Thursday, September 23, 2010

Making your dreams come true through MS Paint

Folks,

I gotta lay it down, right here, right now. It is my belief that TOO many people involved in the art world (artists, musicians, actors, midget strippers) are taking themselves way too serious. Do I have to decode your hairdo to understand your deep running river? Do I have to look beyond your quirky choice of pant to see that there's a man with a plan? Does every artist have to BRAND themselves now? Like Chris Brown used to be the guy for DoubleMint Gum before he doubled his freshness and probation time by turning his fists into Umbrellas. Or like Ke$ha's brand is the "I don't care whose retainer it is and if I party too hard and poop my leggings that's too bad because it's obvious I went hardcore and there's glitter in my mouth" - that's her thing.

It's no doubt that I live in NYC and that a lot of fashionable people make it work out here on these pee and trash covered streets....

Work it!

But seriously people. Take a note from me, Jake Sanders; entrepreneur, self-made hero, musician, quick to pass judgment on people I've never met and all around tall guy...utilize clothes to cover your naked body and be comfortable, not as a chance to show everyone how witty or post-ironic you can be, and to forgo actual conversation. But more importantly, use MS paint to brand yourself! Set the bar low and then watch people's level of respect rise.



What this says is "Hey, before we get off on the wrong foot let me introduce myself as someone who doesn't care for polish (that's polish like sheen, not polish like sausage) and I'm gonna hit the studio, do what it do, and then craft a banger. If we like said banger, great, and if not...at least I got a chance to create winning posters on Microsoft Paint."

That's it. Now a quick note - kids, be free. Do whatever you want to do and be whoever you want to be. Don't let my hasty generalizations stop you from buying all the expensive cheap looking clothes you can get your hands on. I can be thrown into these same categories as I always wear my lucky speedo underwear when I play a show, and I have at least 7 shirts with random sayings on them. Like "My other shirt is a broomstick" and "Honk if you like shinguards" or
"Kerry/Edwards 2004 - totally not gonna have sex with that camera girl"

Long story short, October 1 - get those hands on this album. The long and winding plug.

Good luck.


Tuesday, September 14, 2010

Knox, Knox....(review)

As the elder days of my life approach, I find myself asking questions once believed to be unaskable...

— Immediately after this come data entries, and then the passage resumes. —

PR #75, opened 2019-08-28
fixes #74 fallback for findEntryStatus when match is missing or other…

### LINKED ISSUE #74: App is broken with old history in localStorage
**Describe the bug**
Starting after [`271bd06`](https://github.com/liyasthomas/postwoman/commit/271bd061765f1d2d065aac8cf2b82a36d8e68117) (or perhaps around then), old localStorage from a user agent causes the app to break when navigating to the app.

**To Reproduce**
1. Open the browser and open devTools
2. Go to the tab for storage, click on localstorage
3. Edit the history section to be `[{"time":"2:57:54 PM","method":"POST","url":"https://reqres.in","path":"/api/users"},{"time":"2:56:30 PM","method":"GET","url":"https://reqres.in","path":"/api/users"},{"time":"10:33:28 AM","method":"GET","url":"https://reqres.in","path":"/api/users"}]`
4. Go to the postwoman page to get the app to break

**Expected behavior**
The app should fully load, any old history that can't be deciphered should be displayed with as much information as possible.

 - OS: Mac OS Sierra
 - Browser: Firefox
 - Version 68.0 (64-bit)

nickpalenchar:
…wise invalid

Small change with big implication!

As mentoned in #74, it would be best for both old history (which has no status number) _and_ new history to be preserved. 

`findEntryStatus` which in turn calls `findStatusGroup`, calls the `Array.prototype.find` which will return undefined if the callback function provided does not return true on any item. Since the callback function uses a RegEx.prototype.test on the `statusCategories`'s `.statusCodeRegex` to determine a match, I added a final object with a `.statusCodeRegex` of `/.*/` to match anything. Think of it as a default in a switch statement, since all other objects before it have to not match before hitting it.

### DIFF
--- a/assets/css/styles.scss
+++ b/assets/css/styles.scss
@@ -278,6 +278,10 @@ ol li {
   background-color: #B71C1C;
 }
 
+.missing-data-response {
+  background-color: #676767;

- while listening to the radio - "What are these youngsters listening to?"

- while watching tv - "Why does everything have to be so violent?"
- while sitting in a movie theater - "What happened to ambiguity?"

While the tender days of my youth seep out of the garbage bag of my life, I wonder if things have diminished in quality and craftsmanship, or have I outgrown the slobbery, hypnotic whirl of my teenage days where everything was new and all the experiences were mine to experience, and all the lessons mine to learn anew?

Let's take music for example. Back in the day when I started my love affair with hip-hop I started to realize that for me, the beauty of this genre was in the music. The rhymes were definitely a part of the picture, but the groups I listened to had a common thread; warm, wooden, vintage, funky sample driven production with a crisp finish that added a smokey note to the wine of my halcyon days.

Now with the advent of in-home music production that can actually compete with major artists, (yet only in competent hands, any yahoo can put loops together!) and the "I need it now and I can actually have it now" mentality, music and it's accompanying memory making ingredients have seemed to lose their luster.



All of these wonderings and wanderings were abated when I heard QKnox's "Meet Mr. Q" - a collection of no less than 30+ homemade beat blankets to warm this cold and lonely heart of a disinterested music snob.

With "Mr. Q" I see the progression of music stretching in both directions; historic and futuristic. With his latest offering, QKnox asks the listener to engage in a temporal freeze frame. A timeless landscape that is created from the limestone of some old and new soul and jazz records, shaped by the hands of the present to craft a gift to the future. In another way it seems QKnox takes ancient relics, crushes them into a powder and forges new metals and alloys with which he builds a new and fantastic world.

QKnox gives a tip of the hat to his musical heros while maintaining a stance that is completely his own. "Meet Mr. Q" takes me back to those smoked out cars of my younger days when the music made the magic happen. This is a treat to listen to and it's an album that can be delved into again and again, as new twists and turns are available from each successive listen. Keep your ears out for Captain Jean Luc Picard. He's all over this!!

As we continue to try to scrape what goodness we can from the crusty innards of life, it's nice to know that someone is walking behind us, picking up the scraps that we forgot, and giving them back to us in shiny new packages that make us remember when things were right in the world and we took time to appreciate.

Favorite Tracks -

Find a New Way - Something about this is yum.